(Stored items from a collection)
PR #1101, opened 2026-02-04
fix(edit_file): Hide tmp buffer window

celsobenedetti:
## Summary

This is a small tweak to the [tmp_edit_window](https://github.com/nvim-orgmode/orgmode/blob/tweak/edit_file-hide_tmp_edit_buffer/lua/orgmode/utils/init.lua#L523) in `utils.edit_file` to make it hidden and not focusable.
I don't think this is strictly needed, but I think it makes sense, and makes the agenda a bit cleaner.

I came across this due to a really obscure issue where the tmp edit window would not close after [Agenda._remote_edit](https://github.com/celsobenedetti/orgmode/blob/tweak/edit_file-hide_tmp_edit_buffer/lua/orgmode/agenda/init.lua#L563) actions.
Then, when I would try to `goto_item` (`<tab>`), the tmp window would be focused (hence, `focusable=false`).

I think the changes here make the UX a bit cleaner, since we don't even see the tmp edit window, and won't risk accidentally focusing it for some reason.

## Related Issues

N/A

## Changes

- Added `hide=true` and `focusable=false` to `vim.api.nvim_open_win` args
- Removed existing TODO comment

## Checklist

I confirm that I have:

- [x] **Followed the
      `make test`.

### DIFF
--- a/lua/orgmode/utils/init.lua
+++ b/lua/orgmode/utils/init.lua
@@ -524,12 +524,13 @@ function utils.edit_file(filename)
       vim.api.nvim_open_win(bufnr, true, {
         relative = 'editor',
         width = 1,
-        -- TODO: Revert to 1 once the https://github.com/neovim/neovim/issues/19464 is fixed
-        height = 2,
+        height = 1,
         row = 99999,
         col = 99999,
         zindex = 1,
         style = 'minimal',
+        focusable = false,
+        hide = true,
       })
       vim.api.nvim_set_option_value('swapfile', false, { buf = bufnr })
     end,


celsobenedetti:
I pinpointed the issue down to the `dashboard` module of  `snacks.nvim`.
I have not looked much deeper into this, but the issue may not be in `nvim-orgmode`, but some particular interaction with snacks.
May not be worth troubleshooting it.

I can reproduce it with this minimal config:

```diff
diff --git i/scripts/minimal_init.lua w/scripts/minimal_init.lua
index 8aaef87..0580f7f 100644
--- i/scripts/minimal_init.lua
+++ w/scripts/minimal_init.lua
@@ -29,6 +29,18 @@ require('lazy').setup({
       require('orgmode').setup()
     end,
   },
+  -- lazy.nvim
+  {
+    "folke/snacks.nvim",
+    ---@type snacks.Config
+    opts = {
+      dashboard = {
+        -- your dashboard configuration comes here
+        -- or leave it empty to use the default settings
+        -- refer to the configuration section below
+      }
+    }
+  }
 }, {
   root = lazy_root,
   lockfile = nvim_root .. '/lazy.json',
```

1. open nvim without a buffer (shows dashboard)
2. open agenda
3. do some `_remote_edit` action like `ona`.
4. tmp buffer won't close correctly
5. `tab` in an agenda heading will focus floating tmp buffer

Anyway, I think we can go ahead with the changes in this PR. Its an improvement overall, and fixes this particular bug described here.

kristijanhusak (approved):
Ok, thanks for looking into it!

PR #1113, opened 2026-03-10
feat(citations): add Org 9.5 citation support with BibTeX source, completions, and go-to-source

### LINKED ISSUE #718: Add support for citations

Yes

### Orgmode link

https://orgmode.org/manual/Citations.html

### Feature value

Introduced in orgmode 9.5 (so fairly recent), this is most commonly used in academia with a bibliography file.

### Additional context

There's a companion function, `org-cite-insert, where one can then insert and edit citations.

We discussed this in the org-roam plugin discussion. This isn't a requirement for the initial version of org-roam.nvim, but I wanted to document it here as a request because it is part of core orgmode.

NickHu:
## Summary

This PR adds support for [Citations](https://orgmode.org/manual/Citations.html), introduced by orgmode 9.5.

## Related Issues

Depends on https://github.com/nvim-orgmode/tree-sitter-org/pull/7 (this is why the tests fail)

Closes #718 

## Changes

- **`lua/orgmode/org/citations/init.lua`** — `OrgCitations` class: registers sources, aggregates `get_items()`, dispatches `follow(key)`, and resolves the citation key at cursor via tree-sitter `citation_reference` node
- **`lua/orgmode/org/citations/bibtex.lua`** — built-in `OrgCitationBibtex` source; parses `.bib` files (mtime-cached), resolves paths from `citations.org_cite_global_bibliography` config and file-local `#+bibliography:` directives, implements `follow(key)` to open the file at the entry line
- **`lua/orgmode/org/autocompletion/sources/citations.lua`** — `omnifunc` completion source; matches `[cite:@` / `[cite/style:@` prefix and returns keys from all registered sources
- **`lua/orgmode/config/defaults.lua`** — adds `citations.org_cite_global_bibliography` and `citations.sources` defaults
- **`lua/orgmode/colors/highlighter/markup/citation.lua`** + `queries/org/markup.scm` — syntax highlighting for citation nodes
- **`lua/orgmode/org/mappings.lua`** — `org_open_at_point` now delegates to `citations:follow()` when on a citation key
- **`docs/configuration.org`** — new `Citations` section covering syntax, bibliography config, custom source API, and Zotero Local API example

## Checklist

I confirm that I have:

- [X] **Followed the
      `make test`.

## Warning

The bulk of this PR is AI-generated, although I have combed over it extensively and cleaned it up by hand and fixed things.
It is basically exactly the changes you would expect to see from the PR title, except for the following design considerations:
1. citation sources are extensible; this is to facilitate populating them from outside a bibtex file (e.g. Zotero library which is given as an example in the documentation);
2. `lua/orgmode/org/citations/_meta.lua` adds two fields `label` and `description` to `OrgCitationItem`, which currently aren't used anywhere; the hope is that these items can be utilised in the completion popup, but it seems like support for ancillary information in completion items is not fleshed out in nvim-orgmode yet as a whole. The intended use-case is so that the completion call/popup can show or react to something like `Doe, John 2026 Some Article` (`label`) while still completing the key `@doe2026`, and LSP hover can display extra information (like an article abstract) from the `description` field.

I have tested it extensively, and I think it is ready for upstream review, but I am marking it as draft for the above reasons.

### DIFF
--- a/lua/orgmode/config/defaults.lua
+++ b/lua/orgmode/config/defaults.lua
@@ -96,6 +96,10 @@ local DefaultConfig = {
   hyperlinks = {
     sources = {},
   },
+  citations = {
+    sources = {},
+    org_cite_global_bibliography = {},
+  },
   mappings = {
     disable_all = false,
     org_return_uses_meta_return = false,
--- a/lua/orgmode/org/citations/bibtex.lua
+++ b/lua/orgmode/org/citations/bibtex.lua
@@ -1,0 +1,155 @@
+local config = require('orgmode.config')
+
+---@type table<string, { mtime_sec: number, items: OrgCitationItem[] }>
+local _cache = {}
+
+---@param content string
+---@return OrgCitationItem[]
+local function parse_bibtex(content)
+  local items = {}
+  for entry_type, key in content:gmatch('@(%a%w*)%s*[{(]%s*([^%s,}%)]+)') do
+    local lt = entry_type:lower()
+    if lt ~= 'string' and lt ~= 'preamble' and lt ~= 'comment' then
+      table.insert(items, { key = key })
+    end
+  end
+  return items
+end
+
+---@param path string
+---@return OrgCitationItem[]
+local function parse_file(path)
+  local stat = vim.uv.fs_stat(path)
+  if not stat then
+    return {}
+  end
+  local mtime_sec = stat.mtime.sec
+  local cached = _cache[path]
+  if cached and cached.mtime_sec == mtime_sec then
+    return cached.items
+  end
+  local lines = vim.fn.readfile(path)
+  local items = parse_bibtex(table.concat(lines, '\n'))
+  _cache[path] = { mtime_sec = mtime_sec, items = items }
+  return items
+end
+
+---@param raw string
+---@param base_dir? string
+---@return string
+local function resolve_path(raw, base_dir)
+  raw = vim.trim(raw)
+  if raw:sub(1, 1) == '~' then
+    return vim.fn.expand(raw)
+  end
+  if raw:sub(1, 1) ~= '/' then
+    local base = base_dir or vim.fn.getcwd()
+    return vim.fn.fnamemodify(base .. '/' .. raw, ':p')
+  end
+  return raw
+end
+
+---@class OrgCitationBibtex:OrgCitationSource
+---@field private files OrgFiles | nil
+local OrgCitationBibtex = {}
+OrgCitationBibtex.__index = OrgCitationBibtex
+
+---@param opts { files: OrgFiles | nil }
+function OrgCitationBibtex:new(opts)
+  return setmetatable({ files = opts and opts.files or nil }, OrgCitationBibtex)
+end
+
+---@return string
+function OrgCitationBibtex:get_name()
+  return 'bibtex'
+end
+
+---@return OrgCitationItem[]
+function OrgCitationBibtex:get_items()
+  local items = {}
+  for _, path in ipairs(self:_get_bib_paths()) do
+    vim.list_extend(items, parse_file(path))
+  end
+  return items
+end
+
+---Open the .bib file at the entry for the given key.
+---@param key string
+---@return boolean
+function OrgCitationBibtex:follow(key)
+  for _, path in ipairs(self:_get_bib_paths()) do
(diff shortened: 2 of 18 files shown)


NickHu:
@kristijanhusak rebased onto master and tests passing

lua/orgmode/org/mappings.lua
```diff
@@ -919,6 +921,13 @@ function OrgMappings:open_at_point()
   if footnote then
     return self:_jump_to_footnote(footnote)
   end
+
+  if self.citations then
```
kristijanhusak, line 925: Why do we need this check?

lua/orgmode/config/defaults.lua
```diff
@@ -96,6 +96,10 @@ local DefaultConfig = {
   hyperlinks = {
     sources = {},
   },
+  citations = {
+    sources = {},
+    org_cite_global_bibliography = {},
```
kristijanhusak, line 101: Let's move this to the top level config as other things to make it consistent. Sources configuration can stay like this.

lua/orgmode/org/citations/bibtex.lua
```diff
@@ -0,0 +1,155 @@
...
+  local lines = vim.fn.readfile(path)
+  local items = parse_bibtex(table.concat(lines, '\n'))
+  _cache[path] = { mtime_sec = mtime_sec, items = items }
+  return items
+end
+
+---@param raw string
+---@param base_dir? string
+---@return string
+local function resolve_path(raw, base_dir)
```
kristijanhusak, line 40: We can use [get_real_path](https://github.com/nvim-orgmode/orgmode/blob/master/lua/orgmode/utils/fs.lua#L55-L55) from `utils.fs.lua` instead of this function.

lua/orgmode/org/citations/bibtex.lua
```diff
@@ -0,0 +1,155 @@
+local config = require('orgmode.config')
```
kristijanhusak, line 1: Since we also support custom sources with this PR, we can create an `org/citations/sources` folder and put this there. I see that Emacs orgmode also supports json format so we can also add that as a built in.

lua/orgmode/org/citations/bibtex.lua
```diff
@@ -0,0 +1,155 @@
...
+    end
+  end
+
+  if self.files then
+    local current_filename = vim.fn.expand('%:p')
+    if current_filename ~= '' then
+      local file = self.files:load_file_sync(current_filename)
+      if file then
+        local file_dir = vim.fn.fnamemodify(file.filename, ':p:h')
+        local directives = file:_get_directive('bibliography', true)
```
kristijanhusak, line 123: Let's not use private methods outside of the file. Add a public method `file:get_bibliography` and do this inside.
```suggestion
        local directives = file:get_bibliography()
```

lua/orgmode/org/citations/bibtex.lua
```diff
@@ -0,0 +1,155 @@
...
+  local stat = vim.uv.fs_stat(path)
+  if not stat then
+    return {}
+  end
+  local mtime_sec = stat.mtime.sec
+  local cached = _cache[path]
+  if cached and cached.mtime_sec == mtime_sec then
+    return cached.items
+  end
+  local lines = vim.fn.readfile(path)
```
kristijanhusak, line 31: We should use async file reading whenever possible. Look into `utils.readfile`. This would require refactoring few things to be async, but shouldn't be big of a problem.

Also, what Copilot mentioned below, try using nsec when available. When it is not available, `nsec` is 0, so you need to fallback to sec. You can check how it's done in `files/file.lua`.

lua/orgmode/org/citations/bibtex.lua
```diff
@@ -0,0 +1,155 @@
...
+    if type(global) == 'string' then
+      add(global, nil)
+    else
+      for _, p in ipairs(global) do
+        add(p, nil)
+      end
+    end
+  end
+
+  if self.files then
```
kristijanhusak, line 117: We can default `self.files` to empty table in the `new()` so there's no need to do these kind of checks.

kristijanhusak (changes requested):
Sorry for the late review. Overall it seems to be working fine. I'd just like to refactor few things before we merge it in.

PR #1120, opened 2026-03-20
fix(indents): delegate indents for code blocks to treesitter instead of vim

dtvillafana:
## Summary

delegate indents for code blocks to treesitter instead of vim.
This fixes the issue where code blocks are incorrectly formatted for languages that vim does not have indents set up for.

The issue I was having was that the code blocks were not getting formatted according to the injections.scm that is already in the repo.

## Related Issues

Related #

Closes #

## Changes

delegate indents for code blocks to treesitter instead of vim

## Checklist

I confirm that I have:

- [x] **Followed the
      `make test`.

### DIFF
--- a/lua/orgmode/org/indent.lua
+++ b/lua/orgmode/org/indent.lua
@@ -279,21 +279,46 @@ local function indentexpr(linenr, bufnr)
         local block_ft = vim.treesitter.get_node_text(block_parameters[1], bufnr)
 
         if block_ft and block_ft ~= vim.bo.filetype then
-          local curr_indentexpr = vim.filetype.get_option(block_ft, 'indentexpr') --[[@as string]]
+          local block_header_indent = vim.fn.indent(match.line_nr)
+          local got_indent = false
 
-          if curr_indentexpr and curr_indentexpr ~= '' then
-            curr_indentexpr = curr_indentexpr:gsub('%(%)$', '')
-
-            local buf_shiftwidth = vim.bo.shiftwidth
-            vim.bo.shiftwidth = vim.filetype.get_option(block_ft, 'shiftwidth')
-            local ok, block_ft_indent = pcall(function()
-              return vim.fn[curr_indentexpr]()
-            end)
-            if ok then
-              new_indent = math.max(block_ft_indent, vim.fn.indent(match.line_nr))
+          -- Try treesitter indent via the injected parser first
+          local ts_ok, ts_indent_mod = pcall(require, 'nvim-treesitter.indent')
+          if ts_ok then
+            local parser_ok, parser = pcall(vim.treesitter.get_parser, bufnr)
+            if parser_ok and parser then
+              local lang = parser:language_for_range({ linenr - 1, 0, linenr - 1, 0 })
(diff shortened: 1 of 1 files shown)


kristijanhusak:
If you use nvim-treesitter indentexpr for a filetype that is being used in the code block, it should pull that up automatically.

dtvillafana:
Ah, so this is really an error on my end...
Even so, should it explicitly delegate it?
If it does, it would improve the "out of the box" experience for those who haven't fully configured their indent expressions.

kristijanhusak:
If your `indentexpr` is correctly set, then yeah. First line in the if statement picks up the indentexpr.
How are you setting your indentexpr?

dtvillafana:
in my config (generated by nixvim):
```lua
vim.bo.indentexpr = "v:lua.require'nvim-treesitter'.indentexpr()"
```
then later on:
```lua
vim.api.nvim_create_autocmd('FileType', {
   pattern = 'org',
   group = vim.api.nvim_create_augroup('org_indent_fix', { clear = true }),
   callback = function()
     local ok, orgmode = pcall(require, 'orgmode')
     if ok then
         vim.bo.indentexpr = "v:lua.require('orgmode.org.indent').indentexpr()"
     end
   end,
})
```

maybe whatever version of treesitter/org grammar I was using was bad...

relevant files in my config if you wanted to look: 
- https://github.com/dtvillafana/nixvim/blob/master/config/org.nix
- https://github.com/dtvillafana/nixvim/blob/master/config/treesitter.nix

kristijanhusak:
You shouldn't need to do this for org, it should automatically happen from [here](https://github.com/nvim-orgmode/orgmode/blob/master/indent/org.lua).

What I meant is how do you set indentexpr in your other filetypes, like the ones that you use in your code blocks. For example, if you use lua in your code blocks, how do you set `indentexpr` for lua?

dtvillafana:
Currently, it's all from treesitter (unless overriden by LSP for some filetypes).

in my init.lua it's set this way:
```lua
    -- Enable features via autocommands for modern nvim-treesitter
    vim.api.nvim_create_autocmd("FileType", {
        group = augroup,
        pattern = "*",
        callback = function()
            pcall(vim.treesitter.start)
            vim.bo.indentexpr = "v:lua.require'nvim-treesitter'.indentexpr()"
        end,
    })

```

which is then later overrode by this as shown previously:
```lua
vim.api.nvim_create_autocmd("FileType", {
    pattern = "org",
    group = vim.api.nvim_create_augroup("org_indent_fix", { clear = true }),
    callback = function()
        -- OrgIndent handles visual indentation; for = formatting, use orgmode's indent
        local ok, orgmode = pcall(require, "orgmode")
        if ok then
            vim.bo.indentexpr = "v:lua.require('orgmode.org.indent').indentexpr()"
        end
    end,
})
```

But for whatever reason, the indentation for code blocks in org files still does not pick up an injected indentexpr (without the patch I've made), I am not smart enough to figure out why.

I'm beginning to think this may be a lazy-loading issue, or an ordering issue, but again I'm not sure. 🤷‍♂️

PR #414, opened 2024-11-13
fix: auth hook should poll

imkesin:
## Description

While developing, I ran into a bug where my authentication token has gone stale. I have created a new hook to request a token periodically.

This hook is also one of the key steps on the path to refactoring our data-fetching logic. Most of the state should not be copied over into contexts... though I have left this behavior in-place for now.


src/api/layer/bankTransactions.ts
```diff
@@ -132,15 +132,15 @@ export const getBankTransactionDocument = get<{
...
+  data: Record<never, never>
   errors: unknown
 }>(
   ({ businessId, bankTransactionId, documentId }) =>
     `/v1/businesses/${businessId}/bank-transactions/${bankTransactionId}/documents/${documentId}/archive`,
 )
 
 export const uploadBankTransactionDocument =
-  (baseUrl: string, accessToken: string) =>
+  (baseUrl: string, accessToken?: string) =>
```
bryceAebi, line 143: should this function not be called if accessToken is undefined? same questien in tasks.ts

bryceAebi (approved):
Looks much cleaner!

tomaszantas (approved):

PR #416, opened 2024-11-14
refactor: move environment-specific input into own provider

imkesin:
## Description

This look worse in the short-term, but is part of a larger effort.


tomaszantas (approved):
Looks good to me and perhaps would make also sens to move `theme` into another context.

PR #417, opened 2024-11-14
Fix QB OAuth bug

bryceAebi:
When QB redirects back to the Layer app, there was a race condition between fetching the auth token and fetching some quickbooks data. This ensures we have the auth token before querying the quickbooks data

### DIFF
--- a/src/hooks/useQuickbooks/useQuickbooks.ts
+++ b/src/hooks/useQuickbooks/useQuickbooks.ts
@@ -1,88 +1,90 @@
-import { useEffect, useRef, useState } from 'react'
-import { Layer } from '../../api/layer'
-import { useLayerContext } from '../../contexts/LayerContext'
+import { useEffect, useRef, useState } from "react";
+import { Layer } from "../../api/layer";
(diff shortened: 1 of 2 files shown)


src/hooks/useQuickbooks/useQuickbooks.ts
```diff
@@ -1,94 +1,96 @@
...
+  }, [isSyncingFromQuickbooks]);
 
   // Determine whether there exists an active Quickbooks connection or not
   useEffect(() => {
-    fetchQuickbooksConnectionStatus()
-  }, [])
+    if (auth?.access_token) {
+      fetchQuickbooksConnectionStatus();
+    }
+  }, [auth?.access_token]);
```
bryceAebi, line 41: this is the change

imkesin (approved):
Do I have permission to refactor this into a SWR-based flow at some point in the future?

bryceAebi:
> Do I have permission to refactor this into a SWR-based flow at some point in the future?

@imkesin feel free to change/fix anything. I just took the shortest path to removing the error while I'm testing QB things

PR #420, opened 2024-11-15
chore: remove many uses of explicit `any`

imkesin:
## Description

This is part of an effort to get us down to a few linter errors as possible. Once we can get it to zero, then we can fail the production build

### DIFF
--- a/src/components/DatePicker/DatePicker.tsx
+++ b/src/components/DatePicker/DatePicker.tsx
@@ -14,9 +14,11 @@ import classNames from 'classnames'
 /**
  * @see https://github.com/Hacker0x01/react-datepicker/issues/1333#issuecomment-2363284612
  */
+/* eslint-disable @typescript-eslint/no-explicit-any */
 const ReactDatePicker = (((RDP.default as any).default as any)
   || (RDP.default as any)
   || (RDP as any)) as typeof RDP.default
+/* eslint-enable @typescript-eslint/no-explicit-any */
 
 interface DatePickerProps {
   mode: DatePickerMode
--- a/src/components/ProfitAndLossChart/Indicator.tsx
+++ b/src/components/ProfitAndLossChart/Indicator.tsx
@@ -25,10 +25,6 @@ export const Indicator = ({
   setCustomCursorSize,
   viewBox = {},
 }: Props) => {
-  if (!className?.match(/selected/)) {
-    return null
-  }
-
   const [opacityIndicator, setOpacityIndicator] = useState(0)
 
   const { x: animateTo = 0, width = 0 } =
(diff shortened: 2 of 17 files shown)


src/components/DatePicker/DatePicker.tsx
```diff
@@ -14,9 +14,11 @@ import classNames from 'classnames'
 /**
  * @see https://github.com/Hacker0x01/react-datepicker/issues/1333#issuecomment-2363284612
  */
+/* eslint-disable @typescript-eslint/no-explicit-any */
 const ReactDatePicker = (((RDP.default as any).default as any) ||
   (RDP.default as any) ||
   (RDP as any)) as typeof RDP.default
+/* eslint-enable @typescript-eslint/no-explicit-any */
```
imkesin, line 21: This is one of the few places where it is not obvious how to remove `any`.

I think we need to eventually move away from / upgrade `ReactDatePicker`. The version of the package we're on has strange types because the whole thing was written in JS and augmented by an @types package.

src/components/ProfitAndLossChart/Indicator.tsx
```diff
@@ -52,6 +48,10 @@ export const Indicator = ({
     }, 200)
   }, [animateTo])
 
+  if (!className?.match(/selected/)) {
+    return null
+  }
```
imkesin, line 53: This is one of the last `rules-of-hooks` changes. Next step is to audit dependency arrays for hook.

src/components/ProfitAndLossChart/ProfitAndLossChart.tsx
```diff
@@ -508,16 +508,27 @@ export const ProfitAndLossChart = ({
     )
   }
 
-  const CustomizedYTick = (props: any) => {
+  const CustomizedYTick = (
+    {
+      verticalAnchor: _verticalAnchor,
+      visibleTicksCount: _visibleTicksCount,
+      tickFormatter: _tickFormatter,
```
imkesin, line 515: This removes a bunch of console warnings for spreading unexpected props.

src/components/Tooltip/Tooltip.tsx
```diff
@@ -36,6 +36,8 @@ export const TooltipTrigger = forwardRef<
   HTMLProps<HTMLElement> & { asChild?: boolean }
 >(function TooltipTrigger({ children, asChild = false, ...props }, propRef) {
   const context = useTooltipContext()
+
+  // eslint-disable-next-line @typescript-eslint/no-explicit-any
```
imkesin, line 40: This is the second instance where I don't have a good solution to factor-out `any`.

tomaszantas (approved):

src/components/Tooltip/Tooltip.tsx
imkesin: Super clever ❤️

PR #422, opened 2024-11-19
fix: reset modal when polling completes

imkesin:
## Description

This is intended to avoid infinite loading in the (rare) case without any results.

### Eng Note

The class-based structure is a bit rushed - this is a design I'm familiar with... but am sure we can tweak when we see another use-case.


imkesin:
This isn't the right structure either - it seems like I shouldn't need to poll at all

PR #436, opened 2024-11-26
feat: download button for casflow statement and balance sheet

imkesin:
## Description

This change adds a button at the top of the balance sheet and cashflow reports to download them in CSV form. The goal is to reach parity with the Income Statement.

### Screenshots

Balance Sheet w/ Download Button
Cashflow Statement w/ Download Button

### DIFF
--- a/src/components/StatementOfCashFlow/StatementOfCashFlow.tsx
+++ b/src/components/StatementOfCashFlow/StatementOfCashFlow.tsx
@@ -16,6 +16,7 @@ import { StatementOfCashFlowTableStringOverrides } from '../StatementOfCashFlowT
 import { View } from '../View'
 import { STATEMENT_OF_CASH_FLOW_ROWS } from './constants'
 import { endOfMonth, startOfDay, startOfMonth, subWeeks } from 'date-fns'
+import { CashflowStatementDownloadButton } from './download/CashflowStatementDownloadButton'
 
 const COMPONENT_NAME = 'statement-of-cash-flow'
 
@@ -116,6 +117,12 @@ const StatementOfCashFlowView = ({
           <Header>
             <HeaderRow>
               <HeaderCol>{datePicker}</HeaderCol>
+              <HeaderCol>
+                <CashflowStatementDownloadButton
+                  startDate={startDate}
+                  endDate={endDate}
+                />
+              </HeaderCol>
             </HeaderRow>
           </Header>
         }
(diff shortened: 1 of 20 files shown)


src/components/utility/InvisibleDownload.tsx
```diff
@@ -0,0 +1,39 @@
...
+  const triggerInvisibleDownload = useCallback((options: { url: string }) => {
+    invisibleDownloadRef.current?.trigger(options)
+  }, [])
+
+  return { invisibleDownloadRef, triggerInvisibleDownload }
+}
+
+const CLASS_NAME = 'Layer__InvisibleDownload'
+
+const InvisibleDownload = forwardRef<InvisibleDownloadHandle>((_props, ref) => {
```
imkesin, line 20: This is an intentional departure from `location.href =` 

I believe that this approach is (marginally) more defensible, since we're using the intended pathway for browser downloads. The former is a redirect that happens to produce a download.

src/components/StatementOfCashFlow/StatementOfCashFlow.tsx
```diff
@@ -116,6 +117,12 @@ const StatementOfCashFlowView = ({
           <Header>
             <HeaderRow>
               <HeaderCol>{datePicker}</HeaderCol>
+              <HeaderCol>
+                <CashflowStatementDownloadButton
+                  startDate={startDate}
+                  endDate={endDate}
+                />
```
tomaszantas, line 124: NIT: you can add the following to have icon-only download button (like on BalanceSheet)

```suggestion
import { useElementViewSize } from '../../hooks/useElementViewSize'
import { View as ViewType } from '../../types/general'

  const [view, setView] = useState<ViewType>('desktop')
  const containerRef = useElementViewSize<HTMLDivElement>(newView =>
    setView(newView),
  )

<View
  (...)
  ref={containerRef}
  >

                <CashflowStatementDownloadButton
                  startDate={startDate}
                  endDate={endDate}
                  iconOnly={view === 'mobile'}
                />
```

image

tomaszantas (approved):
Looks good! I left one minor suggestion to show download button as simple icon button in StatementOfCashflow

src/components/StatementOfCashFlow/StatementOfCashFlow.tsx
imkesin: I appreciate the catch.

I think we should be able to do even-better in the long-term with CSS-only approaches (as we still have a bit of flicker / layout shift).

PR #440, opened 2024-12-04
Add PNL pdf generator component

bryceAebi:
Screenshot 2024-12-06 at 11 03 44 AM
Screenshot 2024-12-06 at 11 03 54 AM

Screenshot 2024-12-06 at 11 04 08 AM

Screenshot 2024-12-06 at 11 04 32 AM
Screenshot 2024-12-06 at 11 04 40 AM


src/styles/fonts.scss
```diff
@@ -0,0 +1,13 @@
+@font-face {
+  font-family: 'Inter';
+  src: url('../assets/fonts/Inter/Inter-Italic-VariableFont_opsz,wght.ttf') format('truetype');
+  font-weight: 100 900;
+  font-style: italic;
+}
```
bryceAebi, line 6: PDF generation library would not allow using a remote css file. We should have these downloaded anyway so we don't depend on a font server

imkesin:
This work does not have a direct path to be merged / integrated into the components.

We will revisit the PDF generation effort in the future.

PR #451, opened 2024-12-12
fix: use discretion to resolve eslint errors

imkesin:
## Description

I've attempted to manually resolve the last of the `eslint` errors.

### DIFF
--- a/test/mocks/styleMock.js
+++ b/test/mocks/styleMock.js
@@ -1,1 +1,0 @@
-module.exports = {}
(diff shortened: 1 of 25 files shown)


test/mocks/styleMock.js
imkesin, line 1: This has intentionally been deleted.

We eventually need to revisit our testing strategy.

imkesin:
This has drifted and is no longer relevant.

> WORK REQUIRED
Please reproduce, exactly as written, the lines of the records from the first line through the one containing "I don't think".

> EXERCISE RESULT
PR #1101, opened 2026-02-04
fix(edit_file): Hide tmp buffer window

celsobenedetti:
## Summary

This is a small tweak to the [tmp_edit_window](https://github.com/nvim-orgmode/orgmode/blob/tweak/edit_file-hide_tmp_edit_buffer/lua/orgmode/utils/init.lua#L523) in `utils.edit_file` to make it hidden and not focusable.
I don't think this is strictly needed, but I think it makes sense, and makes the agenda a bit cleaner.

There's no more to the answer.